Fuzzing might be able to find other cases? Or maybe there’s source code for InternetCanonicalizeUrl that I can inspect (and hope it’s the same across Win 7, 8, 8.1, and 10)? But I already spent way too long on this and I can’t spend any more. Time to move on.

This is an edited rendition

This may read like a logical progression of problems, investigations, and (attempted) solutions, but it was so much messier than that. This was my primary task for two days (not my only task, but still).

It was a painful cycle of:

  1. Think everything works.
  2. Test, expecting success.
  3. Get weird results.
  4. Debug, usually in VMs with the alert-and-MessageBox version of printfs.
  5. Search for explanations. Read MSDN pages, Wikipedia pages, and anything else that might make it make sense.
  6. Think of what to do to avoid the problem. Try stuff. Make it nominally work on Win10+IE11.
  7. Repeat.

(You know what didn’t help? Running out of disk space while trying to work with VMs.)

There was also much, much more profanity than I have allowed here.


Appendix: Unicode stuff, as I know it

I am not a Unicode pro, and quite a bit of what I know I learned during this work. I’ll give a quick-and-dirty description so we can be on the same page.

So, Unicode is a big list of, like, letters and characters and stuff. Each one gets a 32-bit number assigned to it (although there are only 24-bits actually used). “A” is 0x00000041 (65 in decimal), “あ” is 0x00003042 (12354), “🍕” is 0x0001F355 (127829), “𪘀” is 0x0002A600 (173568). These numbers are often written like U+0041, without so many leading zeros.

Those 32-bit Unicode numbers are “code points”. Some represent “graphemes” (rendered entities), but some are accents and whatnot that are to be combined with other code points.

(Tangent within a tangent: Some things that you might think of as a single “character”, like the “keycap digit one” emoji “1️⃣”, are actually “grapheme clusters”. In the case of “1️⃣”, it’s actually a combination of three code points: the usual ASCII number “1”, the “VARIATION SELECTOR-16” (U+FE0F), and the “COMBINING ENCLOSING KEYCAP” (U+20E3).)

So, think of “Unicode” as an abstract list of code points. Then we need to actually encode those code points.

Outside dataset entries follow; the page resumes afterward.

PR #118, opened 2019-08-19
Service: address back to back execution race

oschaaf:
Address a race discovered via repeated parallel execution of
`ServiceTest, BackToBackExecution` by adding a short timeout
before concluding that there's still a previous future active and handling
the earlier test.

Theoretically it's still possible to run into this, but  in practice I think this
is fair enough for actual usage, and it is sufficient to deflake the
test which detected it on my machine.

Thanks @htuch for discovering the issue


source/client/service_impl.cc
```diff
@@ -69,8 +69,12 @@ ::grpc::Status ServiceImpl::ExecutionStream(
   while (stream->Read(&request)) {
     ENVOY_LOG(debug, "Read ExecutionRequest data: {}", request.DebugString());
     if (request.has_start_request()) {
+      // It is possible to receive a back-to-back request here, while the future that is associated
+      // to our previous response is still active. To resolve this in practice we allow waiting here
+      // for a short period in favor of adding a more complex atomic bool to track if we are ready
+      // for the next request.
       if (future_.valid() &&
-          future_.wait_for(std::chrono::seconds(0)) != std::future_status::ready) {
+          future_.wait_for(std::chrono::seconds(1)) != std::future_status::ready) {
```
htuch: Is there any way to do proper synchronization here that is race free? This seems an improvement, but our build/test machines sometimes encounter heavy load and we can flake with this.

oschaaf: Yes there is, I just wanted to test the waters for this approach because it's the simplest one. I'll update it to eliminate the race altogether.

oschaaf:
Updated to eliminate the race altogether. Ready for another look!

/assign htuch

source/client/service_impl.cc
```diff
@@ -66,13 +67,18 @@ ::grpc::Status ServiceImpl::ExecutionStream(
...
+  busy_ = false;
   while (stream->Read(&request)) {
     ENVOY_LOG(debug, "Read ExecutionRequest data: {}", request.DebugString());
     if (request.has_start_request()) {
-      if (future_.valid() &&
-          future_.wait_for(std::chrono::seconds(0)) != std::future_status::ready) {
+      // It is possible to receive a back-to-back request here, while the future that is associated
+      // to our previous response is still active. We check the running_ flag to see if the previous
+      // future has progressed in a state where we can do another one. This avoids the odd flake in
+      // ServiceTest.BackToBackExecution.
```
htuch: I'm trying to figure out how this works.. it seems that if we had a previous request with an active future, won't we be still waiting on it in the previous requst's `finishGrpcStream`?

oschaaf: Well, we're testing servicing of back-to-back execution on the same stream in this test, `finishGrpcStream` isn't involved in the failure. The failure happens when the client queues up the second request on the same stream right after receiving a response to the first one. The future that was responsible for servicing the reply can still be working to tear down. We only want to ensure that we have a single process context active at any time, so the proposed fix here is to indicate we are ready for the next request from within the code associated to the future (right before putting the reply on the stream, but after tearing down the process context).

htuch: Can we just do a zero timeout with https://en.cppreference.com/w/cpp/thread/future/wait_for to check future state?

Thinking about future semantics though, are we sure that the future even begins execution until we do a wait on it? An efficient runtime should do this, but I wonder if we're making some non-standard guaranteed assumption here.

oschaaf: Done, In the change I pushed we:
- wait with a zero timeout upon observing an active future. when the timeout fails we check the new busy flag.
- we start explicitly passing `std::launch::async`, to avoid running into lazy execution, good point

source/client/service_impl.cc
```diff
@@ -67,20 +67,22 @@ ::grpc::Status ServiceImpl::ExecutionStream(
...
   while (stream->Read(&request)) {
     ENVOY_LOG(debug, "Read ExecutionRequest data: {}", request.DebugString());
     if (request.has_start_request()) {
       // It is possible to receive a back-to-back request here, while the future that is associated
       // to our previous response is still active. We check the running_ flag to see if the previous
       // future has progressed in a state where we can do another one. This avoids the odd flake in
       // ServiceTest.BackToBackExecution.
-      if (busy_) {
+      if (future_.valid() &&
+          future_.wait_for(std::chrono::seconds(0)) != std::future_status::ready && busy_) {
```
htuch: Looks good, thanks. One last question; why do we still need `busy_`? Isn't knowing that the future isn't ready sufficient to know that it's still in-flight?

oschaaf: I think the thing is that the future may have send the reply and still not be ready when the next request comes in. So we may even receive the next request before the future has torn down.
To illustrate: the print I added in the following diff will be seen in the out when reproducing the failure in parallell/repeated tests (note that the busy flag is no longer checked):

```diff
diff --git a/source/client/service_impl.cc b/source/client/service_impl.cc
index fca8290..853cb77 100644
--- a/source/client/service_impl.cc
+++ b/source/client/service_impl.cc
@@ -75,7 +75,8 @@ void ServiceImpl::writeResponse(const nighthawk::client::ExecutionResponse& resp
       // future has progressed in a state where we can do another one. This avoids the odd flake in
       // ServiceTest.BackToBackExecution.
       if (future_.valid() &&
-          future_.wait_for(std::chrono::seconds(0)) != std::future_status::ready && busy_) {
+          future_.wait_for(std::chrono::seconds(0)) != std::future_status::ready) {
+        std::cerr << "expected to not be busy" << std::endl;
         return finishGrpcStream(false, "Only a single benchmark session is allowed at a time.");
       } else {
         busy_ = true;
```

htuch: Yes, that seems entirely possible. I think `busy_` is OK to unblock the import, but it's also super icky IMHO, since we're doing manual concurrency control via atomics. Ideally we would have something more like a giant select on the message loop, rather than a gRPC `Read`. Combining futures and gRPC APIs is kind of messy.Did we explore maybe using something like https://en.cppreference.com/w/cpp/thread/mutex/try_lock and a mutex?

oschaaf:
To tackle this in a clean way, I investigated the async api's for the grpc server, but unfortunately I wan't able to find any examples for that when it comes to bidirectional streaming. 

So instead, I updated the approach here to rely on `CondVar` & `BasicLockableMutex` (with a few comments to describe workings and gotcha's). 

Also added handling and a test for concurrent clients. This is ready for another look!

/assign htuch

source/client/service_impl.cc
```diff
@@ -8,46 +8,58 @@
...
+Envoy::Thread::MutexBasicLockable ServiceImpl::global_lock_;
+
 void ServiceImpl::handleExecutionRequest(const nighthawk::client::ExecutionRequest& request) {
+  // Lock accepted_lock, in case we get here before accepted_event_.wait() is entered.
+  auto accepted_lock = std::make_unique<Envoy::Thread::LockGuard>(accepted_lock_);
+  // Acquire busy_lock_, and signal that we did so, allowing the service to continue
+  // processing inbound requests on the stream.
+  auto busy_lock = std::make_unique<Envoy::Thread::LockGuard>(busy_lock_);
+  accepted_event_.notifyOne();
+  accepted_lock.reset();
```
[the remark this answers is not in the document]

source/client/service_impl.cc
```diff
@@ -64,16 +76,33 @@ ::grpc::Status ServiceImpl::ExecutionStream(
     ::grpc::ServerReaderWriter<::nighthawk::client::ExecutionResponse,
                                ::nighthawk::client::ExecutionRequest>* stream) {
   nighthawk::client::ExecutionRequest request;
+  // We are able to service a single client at a time, because we can only run a single
```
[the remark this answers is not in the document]

source/client/service_impl.h
```diff
@@ -31,14 +31,24 @@ class ServiceImpl final : public nighthawk::client::NighthawkService::Service,
...
   ::grpc::Status finishGrpcStream(const bool success, absl::string_view description = "");
 
   Envoy::Event::RealTimeSystem time_system_; // NO_CHECK_FORMAT(real_time)
   Envoy::Thread::MutexBasicLockable log_lock_;
   ::grpc::ServerReaderWriter<::nighthawk::client::ExecutionResponse,
-                             ::nighthawk::client::ExecutionRequest>* stream_;
+                             ::nighthawk::client::ExecutionRequest>*
+      stream_; // guarded by global_lock_
   std::future<void> future_;
+  static Envoy::Thread::MutexBasicLockable global_lock_;
```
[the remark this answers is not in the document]
oschaaf: It's not longer around, but for context,  as I understand it we may see multiple instances of this class when multiple clients are involved.

oschaaf:
@htuch re: complexity
On idea: maybe someday we could use Envoy's grpc client implementation and run it on NH's main dispatcher to connect back to a new internal grpc service method. 
That client would then be running on our own event loop, and the grpc service would lean up and just be passing messages back and forth.

oschaaf:
Oh, also, this is ready for another look :)

source/client/service_impl.h
```diff
@@ -31,14 +31,22 @@ class ServiceImpl final : public nighthawk::client::NighthawkService::Service,
...
   void handleExecutionRequest(const nighthawk::client::ExecutionRequest& request);
-  void writeResponseAndFinish(const nighthawk::client::ExecutionResponse& response);
+  void writeResponse(const nighthawk::client::ExecutionResponse& response);
   ::grpc::Status finishGrpcStream(const bool success, absl::string_view description = "");
 
   Envoy::Event::RealTimeSystem time_system_; // NO_CHECK_FORMAT(real_time)
   Envoy::Thread::MutexBasicLockable log_lock_;
-  ::grpc::ServerReaderWriter<::nighthawk::client::ExecutionResponse,
-                             ::nighthawk::client::ExecutionRequest>* stream_;
+  static ::grpc::ServerReaderWriter<::nighthawk::client::ExecutionResponse,
```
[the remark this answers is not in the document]
oschaaf: It's static so we can assert when multiple service instances are created because of multiple clients connecting; we assert when we do so.. any suggestions?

The most direct approach is called UTF-32. It uses 32 bits to encode the 32-bit code point. But the vast majority of code points in common use don’t need all 32 bits, so this is a pretty inefficient encoding.

The most common encoding is UTF-8. It uses between one and four 8-bit “code units” to encode a code point. It has the very nice property of encoding English letters, numbers, and punctuation exactly the same as they are in ASCII. If you’re encoding text, use UTF-8.

But JavaScript and Windows use UTF-16. It uses one or two 16-bit code units to encode a code point. Some quick Wikipedia reading suggests that, once upon a time, 16 bits were thought to be enough for Unicode code points. JavaScript and Windows probably adopted that early (UCS2) spec, and then were stuck with it for legacy reasons. UTF-16 is compatible with that old spec, and here we are.